# Pontoon Leak?



## tye dye twins (Mar 8, 2011)

Okay so my twin's left pontoon started to deflate quickly today after 3 hours of fishing at Mantua. So what is the best way to identify a leak spot? I am game for repair advice as well if you have it.


----------



## TungHeadDropper (Mar 19, 2008)

Remove the bladder, inflate the bladder, submerge (or partially submerge and turn bladder) in water untill you locate the leak (bubbles will appear). Mark the area in a 2" to 3" diameter around the leak. Repair with patch kit for the type of material that your bladder is made from (vinyl, polyurethane, etc.). Just like patching a tire from your BMX bike (I was poor, so I had a Huffy) when you were a kid.
.....If it is a seam leak, you will need to seal the entire seam with some sort of glue and seam tape. Sometimes, these are not repareable. In this case, contact the manufacturer and have them fix (replace) it.


----------



## GaryFish (Sep 7, 2007)

Take the bladder out of the toon. Then fully inflate it. If you can't find the leak immediately by sight/sound, then put a little bit of dishwashing soap in a bucket of water and pour over the inflated bladder - wherever the leak is, will cause some bubbles. Once you find it, mark it with a sharpie or something else, deflate the bladder, dry it off, and repair as per the instructions in your repair kit.


----------



## Packfish (Oct 30, 2007)

First- check the valve- see if it's leaking- could just be sand in there- whatever- then do everything else that has been said.


----------



## Huge29 (Sep 17, 2007)

To locate the leak in such a large bladder it may be best to put soapy water in a spray bottle and spray over the bladder in case you are not able to locate it by sound. Mine came with patches specific to the material. Should be easy as long as it is not located on a seam since the cover will hold the patch tight to the bladder. Good luck!


----------



## tye dye twins (Mar 8, 2011)

From my twin....

"Thanks for all the advice/methods. We tried all of them out and were not able to find the leak. So after hours of re inflating the toon we played with the cap and heard a pop...and now the toon is fully inflated...sitting in my garage. Considering the thing would loose air within minutes...how did I stay out on the water for 3 hours with nothing...then out of nowhere I started loosing air FAST. Either way I am now going to buy a "live well" to not take anymore chances with kamakazi fish. As for the toon....IDK if I can trust being out in the middle of the reservoir for awhile."


----------



## Packfish (Oct 30, 2007)

so was it the valve stem ?


----------



## tye dye twins (Mar 8, 2011)

Packfish said:


> so was it the valve stem ?


Well we thought so and it stayed inflated during the day but overnight it went down again.

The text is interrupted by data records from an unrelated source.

PR #878, opened 2023-02-02
Create new converter command: schema

mstn:
Schema and analysis are two different things. Schema is a representation of the grammar of a RPA language that is used to improve the converter while analysis is a report intended for end users.

Schema is also slower in general. Having it isolated allows us to run it optionally.


fabioz (approved):
Seems good to me ;)

PR #529, opened 2023-06-28
Solution/yaroslav lysiuk

Quiet-Klirik:


app/main.py
```diff
@@ -1,5 +1,71 @@
...
+class BaseRobot:
+    def __init__(
+            self,
+            name: str,
+            weight: int,
+            coords: list[int, int] = None
+    ) -> None:
+        self.name = name
+        self.weight = weight
+        self.coords = coords if coords else [0, 0]
```
Dimosphen1, line 18: Everything is okay with this line, just FYI you can use the `or` expression here and on line 43 as well to make a variable assignment. You can see a discussion of this approach in the [following thread](https://stackoverflow.com/questions/21566106/what-does-an-x-y-or-z-assignment-do-in-python).

Dimosphen1 (approved):
LGTM, nice work!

Can you say stressful! We have tried the advice given but we still cannot find the leak.


----------



## Packfish (Oct 30, 2007)

A lot of times the vavle has sand or something in it and it slow leaks- sometimes it needs and air hose to blow it out. If it is the stem type of vavle for a quick fix you can take a small ballon and stretch it over the valve and tape the bottom down with electrical tape.


----------



## madonafly (Dec 27, 2007)

No one has asked, but what type of Pontoon is it and what are the valves? It could have a history.


----------



## tye dye twins (Mar 8, 2011)

It is an 8 ft. Creek Company pontoon bought at Sportsmans. I broke the seat within 10 times and replaced it with a padded o seat for $45. It was only $210 and the replacement toons are $160. Ouch! We would just replace it with a float tube but the doctors say we cannot use flippers. My twin will one day but the docs told me I will never be able to make the "up motion" ever again. That is why we got the pontoons.


----------



## madonafly (Dec 27, 2007)

Pontoon is good. My choice, LOL My float tube is 9' long....
I agree with the soapy water for pin hole leaks, but put some soapy water on the valve and look for bubbles there.
It is fixable for sure, just need to find it. Aquaseal is the best sealer I can recommend. Works on Vinyl, Urethane, and bladderless.
Good luck, hope you find it, or at least someone can help you find it.


----------



## Grandpa D (Sep 7, 2007)

My wife has a Creek Co. float tube. I have had several times where her tube would try to go flat. Each time, I simply clean the threads on the filler cap and screw it back on.
I hope that this is all that you need.

You may want to call Sportsman's and see what warranty it has.
I think that my wife's is lifetime..


----------



## tye dye twins (Mar 8, 2011)

Grandpa D said:


> You may want to call Sportsman's and see what warranty it has.
> I think that my wife's is lifetime..


When the seat broke within 45 days of purchase they told me to take it up with the company. So I replaced the seat through Cablea's and they gave me a really good warrenty for a little extra money.


----------



## Critter (Mar 20, 2010)

On the seat or the whole toon?


----------



## Packfish (Oct 30, 2007)

I see they have repalcement valves etc- looks like the bladder is $45. I would see what kind of warranty they have first.
http://creekcompany.com/home.php?cat=25 ... n=0&page=2


----------



## tye dye twins (Mar 8, 2011)

Critter said:


> On the seat or the whole toon?


The seat. Finding a box for it to fit, the cost of shipping it, and not tooning for weeks sounded bad to me. Way more worth it to just pay out the nose to Cabelas. Fish tech wanted $25 for a seat but I could not fiqure out taking off the brackets and there were no screws. I know I could have hit Home Dept. though.

We are still unsure if it is the valve stem. God this toon repair is complicated. Where is that **** leak!


----------